▶ [ASSIGNMENT]: Please print exactly the line containing "Maybe. I'll try" and every line after it to the end of the records below, and nothing more.

(Collected data)
PR #571, opened 2023-08-02
Struggle should be unaffected by Normalize

shrianshChari:
https://www.smogon.com/forums/threads/pok%C3%A9mon-showdown-damage-calculator.3593546/post-9725369


AnnikaCodes:
Thanks!

PR #573, opened 2023-08-08
Implement default level selection

DimK19:
This is a feature requested by issue https://github.com/smogon/damage-calc/issues/348, under "Approved Features". The purpose is to have a quick and permanent way of switching between the two most commonly used level numbers, 100 and 50. I placed the radio buttons for this selection in the central column:

Screenshot
image

It may not be exactly a property of the field, but this position indicates that it applies to both parties. Additionally, I have made the radio group gen-specific to all generations from 4 and onwards, since before that there were not any game formats played at level 50 as far as I am aware.

The default value when the page loads is 100. Upon changing it, the two input fields of the levels are updated and the stats recalculated accordingly. When changing to another set from the drop-down list, priority is given to the predetermined level of that set, meaning 100 for ou, uu, etc, 50 for battle spot etc, 5 for lc, and so on, and not the default level indicated by the radio button. This is done so as to not interfere and tamper with the saved sets. When a "Blank Set" is selected, then its level will be the chosen default level. Your input on this last decision would be appreciated, because even though I think this is the most logical approach, it may confuse some users.

Please let me know if any changes must be made. Thanks.


shrianshChari:
I just have a couple of suggestions. First, I'd include an option for level 5 for Little Cup builders. Second, make it so that when someone hovers over the button, it'll say "Blank sets will be level 100/50/5" so that people are aware that only the blank sets get affected.

DimK19:
> make it so that when someone hovers over the button, it'll say "Blank sets will be level 100/50/5" so that people are aware that only the blank sets get affected.

@shrianshChari In the screenshot I have attached, if I were to click Level 50, the levels would instantly change to 50, even though the selected sets are not blank. The limitation on blank sets is applied when changing a set from the list. Perhaps it would be simpler to impose the selected level universally on all sets, overriding the level of the saved sets. I suppose that should be decided by the maintainers.

> include an option for level 5 for Little Cup builders

Certainly I could add this, are there any other levels that should be included?

shrianshChari:
> Perhaps it would be simpler to impose the selected level universally on all sets, overriding the level of the saved sets. I suppose that should be decided by the maintainers.
I do like this since it's simpler; if you do so then create a selection that just leaves the levels as they are for the sets.

> Are there any other levels that should be included?
I think most metagames just follow levels 100, 50, and 5. If we need more levels in the future, then we can just add them.

thejetou:
I'd prefer for saved sets to override the default selection. Otherwise, if Level 100 is automatically picked then VGC/BSS sets wouldn't work. I suppose you could have a "None" button, but generally I think saved sets should override calc settings.

src/js/shared_controls.js
```diff
@@ -100,8 +100,17 @@ $("input:radio[name='format']").change(function () {
...
+	defaultLevel = $("input:radio[name='defaultLevel']:checked").val();
+	$("#levelL1").val(defaultLevel);
+	$("#levelR1").val(defaultLevel);
+	$("#levelL1").trigger("change");
+	$("#levelR1").trigger("change");
+});
+
 // auto-calc stats and current HP on change
-$(".level").keyup(function () {
+$(".level").bind("keyup change", function () {
```
thejetou, line 113: Why? What's the difference?

DimK19:
@thejetou As it is now, saved sets will override the default level selection when initially chosen in the calculator (as per your preference) but if the user clicks a different default level **afterwards**, the level of both sets will change accordingly. For example if I have set the default level to 100 and choose from the drop-down list a saved set with level 99, then it will have level 99 (ignoring the default), but if then I click level 50, both active sets will have their levels changed to 50, regardless of whether they are saved or not. I think this approach provides ease of use (not having to scroll down to the blank set) without excessively tampering with the saved sets.

Practically the user who is interested in a level-100 format may never need the functionality (as sets are level 100 by default unless otherwise specified – in which case their level is preserved), and the user who is interested in a level-50 format can choose any two sets from the list and then bring them down to level 50 with a single click.

src/js/shared_controls.js
DimK19: I can explain this, the purpose is to have both active sets’ stats change automatically when the default level is changed, in accordance with that level. The `keyup` event is not triggered when the level values are changed programmatically, hence the need of the addition of the `change` event, so that the stats and the damage output are recalculated.

DimK19:
@thejetou  After @shrianshChari 's suggestion, I have added a third option for level 5. Apparently there are level 5 formats in all generations. Below are two screenshots:

image
_Generations 1-3_
image
_Generations 4 and on_

As I have mentioned, I have made the option for level 50 generation-specific to the 4th and onwards, as I did not find any formats prior to that played at level 50. Of course I could change that specification if necessary.

Thanks.

src/js/shared_controls.js
thejetou: Oh I see, that makes sense.

thejetou:
This should be ready for merge once the merge conflicts are fixed.

shrianshChari:
Personally, I still feel having a "None" or "Default" button is good, since it gives the user a visual that the level selector is not active. Then, you would just have the level selector default to "None" and the level would override every set. However, I also think that we could do some user testing (if we wanted to do that) since we won't know which UX is better without testing. Ultimately, jetou has the final say on the merge.

thejetou:
> Personally, I still feel having a "None" or "Default" button is good, since it gives the user a visual that the level selector is not active. Then, you would just have the level selector default to "None" and the level would override every set. However, I also think that we could do some user testing (if we wanted to do that) since we won't know which UX is better without testing. Ultimately, jetou has the final say on the merge.

The thing is that a level selector is always active (level 100), so having None and Level 100 is kind of redundant IMO. Other than the rare case where you have a Level 60 Pokemon then you click the level 50 selector and would like to back to Level 60 but I'm not confident that this case warrants a button - if it's desired by users later down the line I'll add it in but it doesn't seem worth it for now in my perspective.

DimK19:
> This should be ready for merge once the merge conflicts are fixed.

The merge conflict should be resolved now.

thejetou:
Great work. Thank you!

PR #574, opened 2023-08-17
Blank Sets have Default Abilities

FomTarro:
I have to assume this was a typo; blank sets will now have the default ability for the species/forme instead of `(other)`.


thejetou:
Thanks!

PR #576, opened 2023-08-23
Support Super Fang & Ruination

ForwardFeed:
And i've paid attention to round down if the HP are odd


ForwardFeed:
I'll work on it

ForwardFeed:
Also two question, why aren't the genders fully implemented, i mean is there a specific reason for that? Also i plan to integrate Psywave & Magnitude, but i have no clue how to format the data, should i just show "Lowest BP Roll - Median BP roll - highest BP Roll ", or do like with multi-hits move where there is a menu on the BP rolls and the damage shows normally from there? thanks

calc/src/mechanics/gen12.ts
lawauditswe, line 1: I may be missing something but if `defender.curHP() === 1`, doesn't that mean `lostHP === 0`? 

Super Fang should always do 1 damage at least, and will knock out a Pokemon with 1 HP.

calc/src/mechanics/gen12.ts
```diff
@@ -74,7 +74,13 @@ export function calculateRBYGSC(
     }
   }
 
-
+  //in gen 1, Super fang can hit ghosts
```
thejetou, line 77:
```suggestion
  // In Gen 1, Super Fang can hit Ghost types
```

calc/src/mechanics/gen12.ts
```diff
@@ -74,7 +74,13 @@ export function calculateRBYGSC(
...
+  if (gen.num === 1 && (move.named('Super Fang'))) {
+      const lostHP = Math.floor(defender.curHP() / 2) || 1;
+      result.damage = lostHP;
+      return result;
+  }
```
thejetou, line 82: In Gen 2, you should check if the opposing Pokemon can be hit by Super Fang (probably by `getMoveEffectiveness`) and run the calculation if so.

And also check if the opposing Pokemon has Protect up just like it's done in `gen789.ts`.

calc/src/mechanics/gen3.ts
```diff
@@ -122,6 +122,12 @@ export function calculateADV(
 
   desc.HPEVs = `${defender.evs.hp} HP`;
 
+  if (move.named('Super Fang')) {
```
thejetou, line 125: Same here and in all other gens.

calc/src/mechanics/gen12.ts
thejetou: Yes, but`Math.floor(1 / 2) || 1` equals to `0 || 1` which evaluates to  `1`.

thejetou:
> Also two question, why aren't the genders fully implemented, i mean is there a specific reason for that? Also i plan to integrate Psywave & Magnitude, but i have no clue how to format the data, should i just show "Lowest BP Roll - Median BP roll - highest BP Roll ", or do like with multi-hits move where there is a menu on the BP rolls and the damage shows normally from there? thanks

I'm not sure why the genders aren't full implement honestly, lol. About Psywave & Magnitude, probably just format it "Lowest roll - Highest roll" and include each possible roll? I think that's sufficent.

calc/src/mechanics/gen12.ts
ForwardFeed: That was my bad, i put the calculation of Super fang before the verification of type effectiveness

ForwardFeed: In gen 2 the check for Super fang pass after the check of type effectiveness.

ForwardFeed: The same goes for the field.defenderSide.isProtected check, so as far i can tell, there is no issue with that.

ForwardFeed:
Also for the gender, i was thinking more about the [addSets](https://github.com/smogon/damage-calc/blob/00985cb56cf7846fd42376660d924ae92e516bfe/src/js/moveset_import.js#L273) and [ExportPokemon](https://github.com/smogon/damage-calc/blob/00985cb56cf7846fd42376660d924ae92e516bfe/src/js/moveset_import.js#L12)  in the front end. Rivalry and gender in the UI is well implemented, my bad i missexplained.

PR #578, opened 2023-09-15
Update to Teal Mask Smogon calc support, and fix package bundler

pikalytics:


pikalytics:
Whoops, this was supposed to go to our public fork 😅

PR #441, opened 2021-04-09
Add click-to-copy feature

DimK19:
Made a very small addition using the Clipboard API. I ran `npm test` locally, apparently the two failing tests are unrelated to it. Hope it works properly!

PR #579, opened 2023-09-16
Improve appearance of click-to-copy confirmation message

DimK19:
Since originally authoring the pull request that implemented this feature (https://github.com/smogon/damage-calc/pull/441), I have noticed a few ways it could be better.

**Firstly**, there is an issue when the damage calculation message has a certain length, such that the hidden element that appears on click is pushed to a second line, while no text is there. This results in the abnormality shown in the screenshots below: 

Picture1

Picture2

The layout is pushed down by a blank line that accommodates the hidden element.

In order to fix it, I have changed the position of the confirmation message to appear above the text. I have set its position to absolute, so it will not interfere with the rest of the layout.

Below are three screenshots of how it looks, including two extreme cases of a very short output message, and a very long individual move output. Please let me know if there are any other cases I should consider for the position of the message.

Picture3

Picture4

Picture5

**Secondly**, I reduced the duration of the appearance from 2s to 1.5s, because I found it lingered for too long.

Thanks.

### DIFF
--- a/src/css/main.css
+++ b/src/css/main.css
@@ -180,21 +180,33 @@ th {
     font-weight: bold;
     font-size: 1.1em;
     margin: 0.5em 0;
+    position: relative;
 }
 .big-text #mainResult:hover {  /* indicates the presence of click-to-copy function */
     cursor: pointer;
     opacity: 0.7;
 }
 #tooltipText {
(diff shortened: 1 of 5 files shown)


thejetou:
Thanks!

PR #580, opened 2023-10-03
Fix "No matches found" in dark mode

shrianshChari:
Currently, when you search through the dropdown, when you search for something that has no matches, it should display that there are "No matches found." However, in dark mode, the text is changed to a light color, but the background still displays as a dark background, meaning that you see white text on a white background. This fixes this issue.

Screenshot:
image
image


thejetou:
Thanks!

PR #581, opened 2023-10-07
[@smogon/calc] Fix npm tests

shrianshChari:
Updated @pkmn/dex so that tests work.
Basically test now supports SV DLC 1

### DIFF
--- a/calc/package-lock.json
+++ b/calc/package-lock.json
@@ -1,18 +1,18 @@
 {
   "name": "@smogon/calc",
-  "version": "0.7.0",
+  "version": "0.8.0",
   "lockfileVersion": 2,
   "requires": true,
   "packages": {
     "": {
       "name": "@smogon/calc",
-      "version": "0.7.0",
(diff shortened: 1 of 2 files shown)


calc/package-lock.json
```diff
@@ -1,18 +1,18 @@
 {
   "name": "@smogon/calc",
-  "version": "0.7.0",
+  "version": "0.8.0",
```
shrianshChari, line 3: I don't know why the version in the package-lock.json changes, I just edited the `package.json`, then did `rm -rf node_modules` and `npm i` and the version modified automatically.

monsanto: Maybe someone forgot to commit a package-lock change? This happened to me too

shrianshChari:
Maybe. I'll try and revert the change on my end and run the tests again.

shrianshChari:
Ok, it seems that my `node_modules` were out of date and the pre-DLC version of @pkmn/dex was installed.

▶ [REPLY TO THE EXERCISE]:
Maybe. I'll try and revert the change on my end and run the tests again.

shrianshChari:
Ok, it seems that my `node_modules` were out of date and the pre-DLC version of @pkmn/dex was installed.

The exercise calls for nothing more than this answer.